Listed Building – Grade I
- Official name: Rothwell Market House
- Designated: 12 June 1950
- Reference no.: 1288812

= Rothwell Market House =

Municipal building in Rothwell, Northamptonshire, England

The Market House is a historic building on Market Hill in Rothwell, a town in Northamptonshire, England. The building, which is the meeting place of Rothwell Town Council, is a Grade I listed building. It is managed by the Rothwell Preservation Trust based in Rothwell, Northamptonshire.

==History==
The building was commissioned by the lord of the manor, Thomas Tresham, whose seat was at Rushton Hall and who had a passion for strange and unusual buildings. As a recusant Catholic at a time of religious persecution, he spent long periods in prison for his beliefs. Unable to openly practise his faith, he encoded symbols of it into his buildings. The site he selected for the market house was a prominent location on the south side of Market Hill, where the annual Rothwell (or Rowell) Fair took place. The building was designed by John Thorpe in the neoclassical style, built by a local stonemason, William Grumbold, in ashlar stone and was largely completed in 1578. The stone was donated by the Lord Lieutenant of Northamptonshire, Sir Christopher Hatton.

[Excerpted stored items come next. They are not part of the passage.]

PR #16880, opened 2023-05-20
Update overview.txt

sumitgirwal:
Correcting "it's" To "it has"
In the line "The data-model syntax offers many rich ways of representing your models – so far, it’s been solving many years’ worth of database-schema problems," "it's" should be "it has."


ngnpope:
Sorry, but "it's" is a valid contraction of "it has".

sumitgirwal:
Apologies for the confusion. You are correct, "it's" is a valid contraction of "it has." 
I appreciate you pointing that out. Thank you for your time!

The building was laid out in the shape of a cross, a gesture to his religious beliefs, intended to recall the crucifixion of Jesus. The design involved a symmetrical main frontage of three bays facing onto Market Hill. The central bay, which was slightly projected forward, featured a round headed opening with imposts and an archivolt flanked by Doric order pilasters supporting an entablature; the bay was blind and flanked by Ionic order pilasters on the first floor. The bays on either side of the central bay originally featured round headed openings; these bays were fenestrated by mullioned and transomed windows on the first floor. A band at first floor level recorded in Latin that: "This is the work of Sir Thomas Tresham, Knight. He did it for the sake of his beloved native land and county of Northampton but most of all on account of this his neighbouring town". At roof level, there was an entablature, which was decorated with heraldic devices. There was a round tower in the southeast corner which was at the rear of the building. Although Tresham gave the market house to the town, it was left without a roof at that time, probably because he did not have the funds to complete it.

In the late 16th century, Tresham commissioned the Rushton Triangular Lodge, which was laid out in the shape of a triangle, again a gesture to his religious beliefs, intended to recall the trinity. The market house was in a dilapidated state by the early 18th century and was restored in 1827. During the 19th century, the building was primarily used as a lock-up for petty criminals. Following significant population growth, largely as a result of its status as a market town, a local board was appointed in Rothwell in 1891. After the local board was succeeded by Rothwell Urban District Council in 1894, the new council instructed a local contractor, Margetts & Neal, to complete the building, to a design by local architect John Alfred Gotch. The building was finally roofed in 1895. As part of the refurbishment a clock was added (a timepiece by J. B. Joyce & Co) with two dials, one external and one internal.

The council then used the building to accommodate its council chamber and the local public library. The building ceased to be the local seat of government when the council moved to the Manor House in 1936. The market house continued to accommodate the local public library until the library service moved to a new building on the north side of Market Hill in 1986. Rothwell Preservation Trust, which was formed in 1985, took over the management of the building, which became the meeting place of Rothwell Town Council. Prince Richard, Duke of Gloucester visited the market house and reviewed the work of the trust in 1989.